Assigned task - Repeat the lines of the data that follow, please, starting at the first and stopping after the one with "re: https://issues.chromium.org/427932818 Credential".
----
Issue #8421, opened 2025-06-30
jwt audience URI vs uir passed to PerRPCCredentials.GetRequestMetadata


ukai:
re: https://issues.chromium.org/427932818 Credential helper not called with the full endpoint

grpc-go strips method from uri when passing to PerRPCCredentials.GetRequestMetadata
https://github.com/grpc/grpc-go/blob/master/internal/transport/http2_client.go#L645

credentials/oauth jwt code also strips service name from uri
https://github.com/grpc/grpc-go/blob/v1.73.0/credentials/oauth/oauth.go#L61

but jwt documentation says
>  Service account JWTs are limited to the specified audience. You must set the audience to the exact URL and path of the IAP-secured resource
https://cloud.google.com/iap/docs/authentication-howto#creating_the_jwt

don't we need to pass exact URI to GetRequestMetadata to create valid jwt?

matthewstevenson88:
Deferring to @gtcooke94 here.

gtcooke94:
This is a pretty old section of code which makes me hesitant to change - I worry it would break a lot of existing workflows.

I found the PR where it was added - https://github.com/grpc/grpc-go/pull/4713, which sounds like it was explicitly changed to work with a different spec. It looks like that got discussed on the Chromium issue mentioning that the JWTs are not handled consistently.

It also seems like there's not one "correct" way to handle this - would a environment flag that can optionally disable the service name stripping work?

ukai:
hmm, why google designed inconsistently?  is there any comprehensive documents?

yeah, env to disable service name/method name stripping will work.

chrisstaite-menlo:
Hi, I was just wondering if there was any traction here to resolve this?  Happy to make a commit if necessary, although I did already suggest a solution to retrieve the method from the Context: https://chromium-review.googlesource.com/c/infra/infra/+/6686992

gtcooke94:
Feel free to make a commit! It should be a simple env var boolean check to not execute the code block, with the default behavior being the current behavior

chrisstaite-menlo:
Don't suppose it's possible to get this in to the 1.74 release?

dfawley:
Sorry, but this should have been discussed cross-language (or at least more broadly within the gRPC-Go team) before being approved and merged, so we are rolling it back.

[...]

PR #4713, opened 2021-08-27
oauth: Allow access to Google API regional endpoints via Google Default Credentials

yihuazhang:
The self-signed JWT used to access Google API regional endpoints do not have a correct audience format dictated in https://google.aip.dev/auth/4111. That is, it includes a trailing RPC service name while the spec requires only the presence of hostname (or endpoint).

RELEASE NOTES:
* oauth: Allow access to Google API regional endpoints via Google Default Credentials

PR #8442, opened 2025-07-10
credentials: allow audience to be configured (#8421)

chrisstaite-menlo:
Fixes: https://github.com/grpc/grpc-go/issues/8421
There are competing specifications around whether a method should be included in a JWT audience or not.  For example #4713 specifically excluded the method referencing https://google.aip.dev/auth/4111 whereas GCE IAP requires the full URI https://cloud.google.com/iap/docs/authentication-howto.

In order to facilitate both methods, we introduce a new environment variable, namely GRPC_AUDIENCE_IS_FULL_PATH, to allow the method stripping to be disabled.  This defaults to the existing behaviour of stripping the method, but can be set to avoid this.

RELEASE NOTES:
* credentials: Add support to disable gRPC method name stripping for JWT audience calculation when the environment variable `GRPC_AUDIENCE_IS_FULL_PATH` is set to true.

### DIFF
--- a/internal/transport/http2_client.go
+++ b/internal/transport/http2_client.go
@@ -39,6 +39,7 @@ import (
 	"google.golang.org/grpc/internal"
 	"google.golang.org/grpc/internal/channelz"
 	icredentials "google.golang.org/grpc/internal/credentials"
+	"google.golang.org/grpc/internal/envconfig"
 	"google.golang.org/grpc/internal/grpclog"
 	"google.golang.org/grpc/internal/grpcsync"
 	"google.golang.org/grpc/internal/grpcutil"
@@ -645,6 +646,10 @@ func (t *http2Client) createAudience(callHdr *CallHdr) string {
 	// Construct URI required to get auth request metadata.
 	// Omit port if it is the default one.
 	host := strings.TrimSuffix(callHdr.Host, ":443")
+	if envconfig.AudienceIsFullPath {
+		return "https://" + host + callHdr.Method
+	}
+
 	pos := strings.LastIndex(callHdr.Method, "/")
 	if pos == -1 {
 		pos = len(callHdr.Method)
--- a/test/creds_test.go
+++ b/test/creds_test.go
@@ -32,6 +32,7 @@ import (
 	"google.golang.org/grpc/connectivity"
 	"google.golang.org/grpc/credentials"
 	"google.golang.org/grpc/credentials/insecure"
+	"google.golang.org/grpc/internal/envconfig"
 	"google.golang.org/grpc/internal/testutils"
 	"google.golang.org/grpc/metadata"
 	"google.golang.org/grpc/resolver"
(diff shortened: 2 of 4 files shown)


test/creds_test.go
```diff
@@ -543,3 +544,57 @@ func (s) TestServerCredsDispatch(t *testing.T) {
 		t.Errorf("Read() = %v, %v; want n>0, <nil>", n, err)
 	}
 }
+
+type audienceTestCreds struct{}
+
+func (a *audienceTestCreds) GetRequestMetadata(_ context.Context, uri ...string) (map[string]string, error) {
+	endpoint := ""
```
eshitachandwani:
```suggestion
	var endpoint string
```

test/creds_test.go
```diff
@@ -543,3 +544,57 @@ func (s) TestServerCredsDispatch(t *testing.T) {
...
+	if len(uri) > 0 {
+		endpoint = uri[0]
+	}
+	return nil, status.Error(codes.Unknown, endpoint)
+}
+
+func (a *audienceTestCreds) RequireTransportSecurity() bool { return false }
+
+func (s) TestGRPCMethodInAudienceWhenEnvironmentSet(t *testing.T) {
+	oldAudienceIsFullPath := envconfig.AudienceIsFullPath
```
eshitachandwani: This can be changed to use the testutil function to set and unset the environment config.
`testutils.SetEnvConfig(t, &envconfig.AudienceIsFullPath, true)`
This will set to true and reset to original value in the end.

test/creds_test.go
```diff
@@ -543,3 +544,57 @@ func (s) TestServerCredsDispatch(t *testing.T) {
...
+	defer cancel()
+	if _, err := tc.EmptyCall(ctx, &testpb.Empty{}); status.Convert(err).Message() != wantMethod {
+		t.Fatalf("ss.client.EmptyCall(_, _) = _, %v; want _, _.Message()=%q", err, wantMethod)
+	}
+
+	if _, err := tc.EmptyCall(ctx, &testpb.Empty{}, grpc.WaitForReady(true)); status.Convert(err).Message() != wantMethod {
+		t.Fatalf("ss.client.EmptyCall(_, _) = _, %v; want _, _.Message()=%q", err, wantMethod)
+	}
+
+	envconfig.AudienceIsFullPath = false
```
eshitachandwani: Here , we are setting the env variable but never resetting it back to original. These can be two seperate test or one test with table cases for two different cases. [Example](https://github.com/grpc/grpc-go/blob/af2600d31cafb081f5e6f6b91a597c526c530ac3/resolver/resolver_test.go#L37)

eshitachandwani:
Please add release notes.

eshitachandwani:
Adding @gtcooke94 as another reviewer.

test/creds_test.go
chrisstaite-menlo: Nice :)

test/creds_test.go
chrisstaite-menlo: It's reset in the original defer.

chrisstaite-menlo:
@eshitachandwani I'm sorry, I'm not sure what you mean by release notes, I don't see any in the repository.  I have updated the documentation around the environment variable however.

Oh, I think I see... it should be set in the PR description.

I'm confused, I edited the PR description and the validation is still failing.  Are you able to help me figure out where I've gone wrong please?

Final edit: figured it out, I had a space before the *, reading the RegExp helped.

eshitachandwani:
LGTM , adding @gtcooke94 to review.

internal/transport/http2_client.go
```diff
@@ -646,7 +647,7 @@ func (t *http2Client) createAudience(callHdr *CallHdr) string {
 	// Omit port if it is the default one.
 	host := strings.TrimSuffix(callHdr.Host, ":443")
 	pos := strings.LastIndex(callHdr.Method, "/")
-	if pos == -1 {
+	if pos == -1 || envconfig.AudienceIsFullPath {
```
gtcooke94: What do you think of making this more explicit:
```
	host := strings.TrimSuffix(callHdr.Host, ":443")
        if envconfig.AudienceIsFullPath {
         return "https://" + host + callHdr.Method       
         }

	pos := strings.LastIndex(callHdr.Method, "/")
	if pos == -1  {
		pos = len(callHdr.Method)
	}
	return "https://" + host + callHdr.Method[:pos]
```

test/creds_test.go
```diff
@@ -543,3 +544,58 @@ func (s) TestServerCredsDispatch(t *testing.T) {
...
+	te.startServer(&testServer{security: te.e.security})
+	defer te.tearDown()
+
+	cc := te.clientConn(grpc.WithPerRPCCredentials(&audienceTestCreds{}))
+	tc := testgrpc.NewTestServiceClient(cc)
+
+	tests := []struct {
+		name     string
+		endpoint string
+		fullPath bool
```
gtcooke94: Suggest renaming to `audienceIsFullPath`

internal/transport/http2_client.go
chrisstaite-menlo: Sure, I was going for minimal change, but happy to be explicit.

gtcooke94 (approved):
LGTM - by the way, the commits will automatically be squashed into 1 when the PR is merged, so you don't need to worry about squashing and force-pushing a single commit each update

Thanks for the PR!

chrisstaite-menlo:
Thanks, a lot of those were to force a re-build because the arm64 tests seem *super* flaky.

eshitachandwani:
Reverting this PR to allow for broader cross-language discussion prior to making a decision on incorporating this feature.

chrisstaite-menlo:
That's rather frustrating... this has a severe effect on our ability to use Google Cloud due to its implementation of IAP.

PR #8444, opened 2025-07-10
alts: improve alts handshaker error logs

rockspore:


credentials/alts/internal/handshaker/handshaker.go
```diff
@@ -298,11 +298,11 @@ func (h *altsHandshaker) doHandshake(req *altspb.HandshakerReq) (net.Conn, *alts
 
 func (h *altsHandshaker) accessHandshakerService(req *altspb.HandshakerReq) (*altspb.HandshakerResp, error) {
 	if err := h.stream.Send(req); err != nil {
-		return nil, err
+		return nil, fmt.Errorf("failed to send handshaker request: %w", err)
```
matthewstevenson88: Can we include ALTS in the error message, as handshaker might be too generic? For example, "failed to send ALTS handshaker request"? Similarly for the response.

rockspore: Good point. Done.

matthewstevenson88 (approved):

PR #8445, opened 2025-07-10
xds: give up pool lock before closing xdsclient channel

dfawley:
This prevents deadlocks with nested xds channels.

I believe this must be cherry-picked into the 1.74 release branch, too.

RELEASE NOTES: none

### DIFF
--- a/xds/internal/xdsclient/pool.go
+++ b/xds/internal/xdsclient/pool.go
@@ -241,6 +241,9 @@ func (p *Pool) clientRefCountedClose(name string) {
 	}
 	p.mu.Unlock()
 
+	// This attempts to close the transport to the management server and could
+	// theoretically call back into the xdsclient package again and deadlock.
+	// Hence, this needs to be called without holding the lock.
 	client.Close()
 
 	xdsClientImplCloseHook(name)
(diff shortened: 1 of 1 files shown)


purnesh42H (approved):
Thanks for finding and fixing it back. Perhaps we should file an issue for writing the test?

xds/internal/xdsclient/pool.go
```diff
@@ -227,7 +227,6 @@ func (p *Pool) clientRefCountedClose(name string) {
 	}
 	delete(p.clients, name)
 
-	client.Close()
 	for _, s := range client.bootstrapConfig.XDSServers() {
```
purnesh42H, line 230: nit: Even these 2 cleanups of authorities and xds servers were being done after releasing the lock before because they were within client's close method. May be we should move them down as well after closing the generic client.

arjan-bal:
> Thanks for finding and fixing it back. Perhaps we should file an issue for writing the test?

In my opinion, we should have added a test when we first fixed the issue. Now that it has occurred again, I think we should add the test as soon as possible. I can try to write it before we attempt to import the fix back into google3.

xds/internal/xdsclient/pool.go
dfawley: I'm worried about actual races here, since the `bootstrapConfig` appears to be a pointer, and could be modified later.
----
Reply to the exercise -
Issue #8421, opened 2025-06-30
jwt audience URI vs uir passed to PerRPCCredentials.GetRequestMetadata


ukai:
re: https://issues.chromium.org/427932818 Credential helper not called with the full endpoint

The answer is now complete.